The VizieR database should also be mentioned, which groups in an homogeneous way thousands of astronomical catalogs gathered for decades by the Center de Données de Strasbourg (CDS) and participating institutes (Ochsenbein et al., 2000). This web-accessible database has developed into a powerful tool enabling researchers and users to retrieve and combine astronomical information across various disciplines and domains, including fundamental astrometry.

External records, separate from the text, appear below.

PR #576, opened 2024-08-06
Stabilize criterion benchmark results

bantonsson:
# What does this PR do?

This PR tries to stabilize the criterion micro benchmarks results. The reason why the benchmark result comment is so full of changes is that the batching and how the benchmarks are run has changed compared to `main`.

# Motivation

There is soo much noise in the results that they trigger false positives on almost every PR.

# Additional Notes

# How to test the change?

I have run the the benchmarks repeatedly on a separate PR #577 (that has no code changes), and only occasionally will there be a change in a benchmark result.

### DIFF
--- a/trace-normalization/benches/normalization_utils.rs
+++ b/trace-normalization/benches/normalization_utils.rs
@@ -1,12 +1,19 @@
 // Copyright 2024-Present Datadog, Inc. https://www.datadoghq.com/
 // SPDX-License-Identifier: Apache-2.0
 
-use criterion::{criterion_group, criterion_main, BatchSize, BenchmarkId, Criterion};
+use criterion::measurement::WallTime;
+use criterion::Throughput::Elements;
+use criterion::{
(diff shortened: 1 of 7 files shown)


trace-normalization/benches/normalization_utils.rs
```diff
@@ -15,50 +21,63 @@ fn normalize_service_bench(c: &mut Criterion) {
...
+            ),
             *case,
             |b, case| {
                 b.iter_batched_ref(
                     || case.to_owned(),
-                    datadog_trace_normalization::normalize_utils::normalize_name,
-                    BatchSize::NumIterations(100000),
+                    |mutable| {
+                        (0..elements).for_each(|_| {
+                            mutable.insert_str(0, case);
```
bantonsson, line 71: This is not ideal, having a memcopy in the measured part, but we need to measure over multiple calls to minimize the noise 🤷🏼‍♂️

bantonsson: I'm fixing this to allocate the Strings up front.

ekump (approved):

PR #578, opened 2024-08-06
Support x-datadog-test-session-token for parallel tests with the test agent

bwoebi:
I've decided to put it into Endpoint, as it has to be used at basically any place Endpoint is used.


pawelchcki (approved):

pawelchcki:
> scenario:credit_card/is_card_number/37828224631000521389798
> 🟥 execution_time [+11.565ns; +12.044ns] or [+10.646%; +11.087%]
> 🟥 throughput [-918917.691op/s; -883968.291op/s] or [-9.982%; -9.602%]

This is benchmark is propably sensing larger binary, or just depends too much memory layout. We should make sure its not that sensitive.

PR #579, opened 2024-08-06
Add document describing the new build process.

hoolioh:
# What does this PR do?

Describe a new build system to be implemented in libdatadog.

# Motivation

Improve current the current one so it's less error prone, more maintainable and cand handle features as well as versioning.


docs/RFCs/build-process.md
```diff
@@ -0,0 +1,86 @@
...
+
+### Use cargo-make
+cargo-make enables to define and configure sets of tasks and run them as a flow. A task is a command, script, rust
+code, or other sub tasks to execute. Tasks can have dependencies which are also tasks that will be executed before the
+task itself.
+
+### Use cargo-post
+A cargo wrapper which runs a post build script whenever the current build runs successfully.
+
+## Proposed solution
```
pawelchcki, line 27: I've noticed in other projects a similar "trope" 

https://github.com/cross-rs/cross/blob/main/xtask/src/main.rs

They define a custom https://github.com/cross-rs/cross/blob/main/.cargo/config.toml alias. That essentially makes a local crate execute a custom cargo command:

This way - they get things like:

```
cargo xtask changelog
cargo xtask test
```
as the main interface for interacting with the repository that is shared both with CI and local dev workflow.

IMO this looks neat and avoid having to deal with additional limitations of Makefiles etc. 

it can also be used together with build.rs 

But to me it would be good to have common tooling that can be executed explicitly at will.

docs/RFCs/0002-build-process.md
```diff
@@ -0,0 +1,86 @@
+# Building process proposal
```
danielsn, line 1:
```suggestion
# RFC 0002: Building process proposal
```

docs/RFCs/0002-build-process.md
```diff
@@ -0,0 +1,86 @@
+# RFC 0002: Building process proposal
+
+## Context
+As described in the [RFC](https://github.com/DataDog/libdatadog/blob/main/docs/RFCs/delivering-different-features.md)
```
danielsn, line 4: that RFC has been renamed

docs/RFCs/build-process.md
hoolioh: Agree, when I reviewed cargo-post I thought exactly the same. Once the build system is in place we can tackle this.

pawelchcki (approved):

docs/RFCs/0002-build-process.md
```diff
@@ -0,0 +1,86 @@
+# RFC 0002: Building process proposal
+
+## Context
+As described in the [RFC](https://github.com/DataDog/libdatadog/blob/main/docs/RFCs/0001-delivering-different-features.md)
+about delivering different features the current build process depends heavily on shell scripts which makes it too 
+difficult in terms of managning the process itself like handling errors, dependendencies and features. Also shell
+scripts by themselves poses some disadvantages like portability and maintanibilty.
+
+This solution aims to get rid of those problems so the whole procedure depends as much as possible of built-in features 
+of cargo making it less error prone and also improving its maintanibilty.
```
gleocadie, line 10: Agree🤔 
I would say that shell script allows to have the same command everywhere instead of searching for the command in the yaml file.

Do not get me wrong, I'm not against just saying that they are useful (in some case).

Now, I see that we can build, generate binding in one-line command thanks for that🙇‍♂️

docs/RFCs/0002-build-process.md
```diff
@@ -0,0 +1,86 @@
...
+├─ bin/
+│  ├─ libdatadog-crashtracking-receiver
+├─ include/
+│  ├─ datadog/
+│     ├─ common.h
+│     ├─ profiling.h
+│     ├─ telemetry.h
+│     ├─ data-pipeline.h
+├─ lib/
+│  ├─ libdatadog.a
```
gleocadie, line 79: the `.so` file will be there too ?

docs/RFCs/0002-build-process.md
gleocadie: > Now, I see that we can build, generate bindings
    ^-------------------------- am I correct ?

hoolioh: Yep, in this case the cons were clearly outbalancing the pros.

PR #584, opened 2024-08-09
[APMSP-1013] Add stats exporter

VianneyRuhlmann:
# What does this PR do?

This PR add stats computation in the data pipeline crate by:
- Using a SpanConcentrator to compute stats on received spans in the trace exporter
- Introducing a StatsExporter to send stats on a every time a stats bucket expires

3 Astrophysics of Fundamental Catalogs

3.1 The Oort Constants

Astrophysical applications of fundamental catalogs are ubiquitous. Exact positions, trigonometric parallaxes, and proper motions of stars from the catalog along with their radial velocities (when available) form the observational basis to study stellar kinematics of the Milky Way, globular clusters and dwarf spheroidal galaxies from the Local Group. Stellar kinematics of the stars near the Sun allows us to measure the important Oort’s constants abbreviated as A, B, C, and K in the linearized two-dimensional model of rotation of the galactic disc neglecting its thickness and represented by close orbits of stars. Two of the constants, A and B, which characterize the azimuthal shear and vorticity of the velocity field, were introduced by Oort himself (Oort, 1927) for the idealized axisymmetric model of Milky Way’s rotation. The two other constants, currently denoted as C and K, characterize the radial shear and divergence of the velocity field and account for a non-axisymmetric component of the distribution of stellar velocities (Ogrodnikoff, 1932; Milne, 1935)¹. The four constants define the local rotational properties of the kinematic vector field of stellar velocities and give us insight in the mass density profile of the galactic disc within the solar neighborhood (A and B constants) as well as allows us to evaluate the physically important parameters of the Galactic spiral density wave (C and K constants) (Bobylev and Bajkova, 2013; Bobylev, 2020).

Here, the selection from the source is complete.